# Bachmann K-27 - which wires are the optical chuff?



## jimtyp (Jan 2, 2008)

I want to install a Turbo Smoke unit in the Bachmann K-27. The smoke unit has inputs for a trigger and ground so you can have the puff in sync with the chuff. Anyone know which wires are for the optical chuff inside the K-27 boiler?


----------



## Curmudgeon (Jan 11, 2008)

Now THAT is going to be interesting! 
Since the polarity in the loco in "wrong" for most sound system triggers, and it is not a simple make-break as a reed switch would be...... 

Hope you have spares! 

The three wires per side on the circuit board, floor of firebox, behind the flywheeel of the motor. 

At least that's where they WERE on the last 9 or 10 units through here.


----------



## jimtyp (Jan 2, 2008)

Thanks Dave! So I'd need an NPN transistor to get the polarity correct? You say 3 wires, do you know which ones are which? And what color they are?


----------



## Curmudgeon (Jan 11, 2008)

Different colors on each side. 
Power, ground and signal, not sure without looking which is which. 

You MIGHT be better off coming from the tender, especially if you have already inverted the signal in the tender for your choice of sound systems. 

There are more wires that you really need from engine to tender (I remove 5 of them), so choose what you need. 

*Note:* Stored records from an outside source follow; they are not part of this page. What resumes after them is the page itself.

PR #64, opened 2025-11-26
[#69224] Add high contrast color variants to work package link block

judithroth:
For type text color and status border color (other colors stay the same)

https://community.openproject.org/work_packages/69224

Screenshot from 2025-11-26 11-35-21

Screenshot from 2025-11-26 11-35-08

### DIFF
--- a/lib/services/colors.ts
+++ b/lib/services/colors.ts
@@ -108,10 +108,16 @@ export function defaultVariables() {
 }
 
 export function statusBorderColor() {
-  if (getTheme() === "dark") return `hsl(var(--color-h), calc(var(--color-s) * 1%), calc((var(--color-l) + var(--lighten-by)) * 1%))`;
+  if (getTheme() === "dark") {
+    return wantsHighContrast()
+      ? `hsl(var(--color-h), calc(var(--color-s) * 1%), calc((var(--color-l) + 10 + var(--lighten-by)) * 1%))`
+      : `hsl(var(--color-h), calc(var(--color-s) * 1%), calc((var(--color-l) + var(--lighten-by)) * 1%))`;
+  }
 
   // light theme
-  return `hsl(var(--color-h), calc(var(--color-s) * 1%), calc((var(--color-l) - 15) * 1%))`;
+  return wantsHighContrast()
+    ? `hsla(var(--color-h), calc(var(--color-s) * 1%), calc((var(--color-l) - 75) * 1%), 1)`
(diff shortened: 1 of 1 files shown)


brunopagno (approved):
Let's go 🎉

lib/services/colors.ts
```diff
@@ -203,4 +215,19 @@ function detectTheme(): OpColorMode {
...
\ No newline at end of file
+}
+
+let highContrast: boolean;
+function wantsHighContrast(): boolean {
+  return highContrast ?? (highContrast = detectHighContrast());
+}
+
+function detectHighContrast(): boolean {
+  const detected = document.querySelector('body')?.getAttribute('data-auto-theme-switcher-increase-contrast-value');
```
akabiru, line 226: 🔴 This value is only set when the user manually selects themes. It indicates that the user has chosen a single theme (light or dark) and has enabled contrast (on or off).

In automatic mode, we set `data-auto-theme-switcher-force-light-contrast-value` and `data-auto-theme-switcher-force-dark-contrast-value` to force contrast for the respective color modes. The term “force” here means that we also consider the user’s operating system contrast setting. If the OS is set to increase contrast and the user has selected automatic theme modes, the respective high contrast theme is applied. If the user has not increased contrast at the OS level but has selected to “force,” then the high contrast mode is chosen.

It seems that we may need to make changes upstream to have a single data attribute that is updated. This could be done in the [`AutoThemeSwitcherController#applyTheme`](https://github.com/opf/openproject/blob/1f4366a67272e70e2348a32d9adbf65699d69868/frontend/src/stimulus/controllers/auto-theme-switcher.controller.ts#L83) function.

Could be filed as a bug as well 😉

akabiru: I would also suggest using the same language/naming as in [ThemeUtils](https://github.com/opf/openproject/blob/1f4366a67272e70e2348a32d9adbf65699d69868/frontend/src/app/core/setup/globals/theme-utils.ts)

judithroth: Ah, I'm sorry, I didn't see your comment before merging :sweat_smile: 

I am not happy about the high contrast detection at all to be honest. Because what I did and what you suggest will always only work in OpenProject, not in any other environment. I have to admit I just rushed this. One added complexity is that for the light / dark mode detection we rely on the light / dark mode of BlockNote, which is in OpenProject of course the same as for the rest of the application, but other applications could have the BlockNote theme "fixed" and it still needs to look good then. I'll try to improve this :)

You radio/battery on this one? 
Use the power pickup wires. 

Remove them from the plug on the lower firebox board and connect to the smoke unit, and WHACK them off the Ames Super Socket, parallel to the chuff inputs to your sound card.


----------



## jimtyp (Jan 2, 2008)

I'm using track power. Thought about coming from the tender to the smoke unit in the boiler since I already have a P5 working off of the optical chuff, but not sure which wires I could use?


----------



## Greg Elmassian (Jan 3, 2008)

Use the same wire that you use to trigger the Phoenix. The TAS smoke unit has a diode in the chuff lead. 

Regards, Greg


----------



## jimtyp (Jan 2, 2008)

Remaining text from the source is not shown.